Sunday, December 18, 2005

Farewell Terry Lane

Terry Lane, the presenter of the National Interest (who, EoR is sad to relate, has announced his retirement) was interviewed by Geraldine Doogue on ABC Radio National on the 17th of December (listen online at www.abc.net.au).

Terry, who describes himself as a Marxist-Depressive (EoR can sympathise with this) was a clergyman who became a broadcaster and, along the way, an atheist.

During his interview he related how interviewing David Attenborough and Richard Dawkins had a profound effect on him, but he also told a tale from his clergyman student days which obviously had a deep and longlasting effect as well.

In the early 1960s the students were taken to the local mental hospital, presumably to broaden their worldly experiences (speaking as one who also once toured a mental hospital as part of his work, including the closed wards, EoR can understand how profound and shocking this experience can be). They were shown a ward of hydrocephalic children, deformed, able to communicate only minimally with squeaks, and who needed constant and total care.
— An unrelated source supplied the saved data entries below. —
PR #1549, opened 2025-03-28
fix: make sure retry deadline does not exceed overall deadline

anitarua:
Closes https://github.com/momentohq/dev-eco-issue-tracker/issues/1206

Assigns the Min(retry deadline, overall deadline) on each retry attempt to ensure we don't exceed the client's overall deadline.

Turns out that like the Java retry interceptor, the JS retry interceptor needs to manually check whether the current time exceeds the overall deadline. Otherwise, a timeout error is never returned. The status code on retry attempts do not change to DEADLINE_EXCEEDED if a retry attempt's deadline was exceeded; it remains the original status code and trying to change it will cause an UNKNOWN error.

### DIFF
--- a/packages/client-sdk-nodejs/src/internal/grpc/retry-interceptor.ts
+++ b/packages/client-sdk-nodejs/src/internal/grpc/retry-interceptor.ts
@@ -114,11 +114,9 @@ export class RetryInterceptor {
                   return;
                 }
                 // Do not exceed the overall deadline when setting the retry attempt's deadline.
-                nextDeadline = new Date(
-                  Math.min(
-                    overallDeadline.getTime(),
-                    calculateDeadline(deadlineOffset).getTime()
-                  )
+                nextDeadline = calculateDeadline(
+                  deadlineOffset,
+                  overallDeadline
                 );
                 logger.debug(
                   `Setting next deadline (via offset of ${deadlineOffset} ms) to: ${nextDeadline.toISOString()}`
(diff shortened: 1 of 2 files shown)


packages/client-sdk-nodejs/src/internal/grpc/retry-interceptor.ts
```diff
@@ -107,7 +113,13 @@ export class RetryInterceptor {
...
                   return;
                 }
-                nextDeadline = calculateDeadline(deadlineOffset);
+                // Do not exceed the overall deadline when setting the retry attempt's deadline.
+                nextDeadline = new Date(
+                  Math.min(
+                    overallDeadline.getTime(),
+                    calculateDeadline(deadlineOffset).getTime()
+                  )
+                );
```
malandis, line 122: Would it make sense for this logic to be part of `calculateDeadline`? Eg an optional parameter with to clip the max value to.

rishtigupta:
Did we not add any momento-local tests for this scenario that needs to be updated?

anitarua:
> Did we not add any momento-local tests for this scenario that needs to be updated?

Adding a test for this scenario now, but weirdly it passes and returns deadline exceeded error (as I had been expecting) when the manual deadline check is removed, but other tests just hang. Looking into whether there's a bug in the retry interceptor now and will probably write more tests to cover these cases.

packages/client-sdk-nodejs/src/internal/grpc/retry-interceptor.ts
```diff
@@ -186,8 +227,11 @@ export class RetryInterceptor {
   }
 }
 
-function calculateDeadline(offsetMillis: number): Date {
+function calculateDeadline(offsetMillis: number, maxDeadline?: Date): Date {
   const deadline = new Date(Date.now());
   deadline.setMilliseconds(deadline.getMilliseconds() + offsetMillis);
+  if (maxDeadline && deadline > maxDeadline) {
```
malandis, line 233:
```suggestion
  if (maxDeadline !== undefined && deadline > maxDeadline) {
```

malandis (approved):
The comments are really helpful. Thanks!

rishtigupta (approved):
:shipit:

Later, a doctor asked them if they still believed in a god. Terry pointed out that the fundamentalist students immediately answered that the disabled children existed so that others could show their compassion. Terry was not so quick to answer and, eventually, came to the conclusion that no sort of beneficent god could create such suffering simply so other people could show how 'good' they were (of course, this doesn't necessarily exclude a malevolent or deranged god, but then we're getting into gnostic issues).

The fundamentalist answer also shows what's wrong with fundamentalism (be it religious, alternative or whatever). There's no room for thought, doubt, or, most importantly there is no room for growth, development and change. Ideas are fixed and immutable, be they right, wrong, or completely inappropriate.